**Excerpted records**:
^^^^^^^^^^^^^^^^

PR #834, opened 2022-10-26
Removing hard-coded test token

oxisto:
Even though it is only used for testing, this PR replaces the hard-coded test JWT with one that gets generated. This should silence all automated tools that look for "leaked" keys.


lebogg (approved):
LGTM.

PR #839, opened 2022-10-28
Update Catalog descriptions

anatheka:


oxisto (approved):

oxisto (commented):
Better. But not sure if anyone who reads this for the first time will know exactly what is happening. We should probably also document the implementation in the `service` package what is happening with preload, etc. as well.

anatheka:
> Better. But not sure if anyone who reads this for the first time will know exactly what is happening. We should probably also document the implementation in the `service` package what is happening with preload, etc. as well.
That is right, maybe we should do that also in this PR.

anatheka:
I updated the service descriptions, but I don't know what is happening with preload, etc. Someone else must describe that. 
Furthermore, where do we want describe the catalog structure anyway? Especially with the two control levels, this is not quite trivial. README, proto files, ...?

^^^^^^^^^^^^^^^^

Pull out every line of the records that includes the string "test".

Removing hard-coded test token
Even though it is only used for testing, this PR replaces the hard-coded test JWT with one that gets generated. This should silence all automated tools that look for "leaked" keys.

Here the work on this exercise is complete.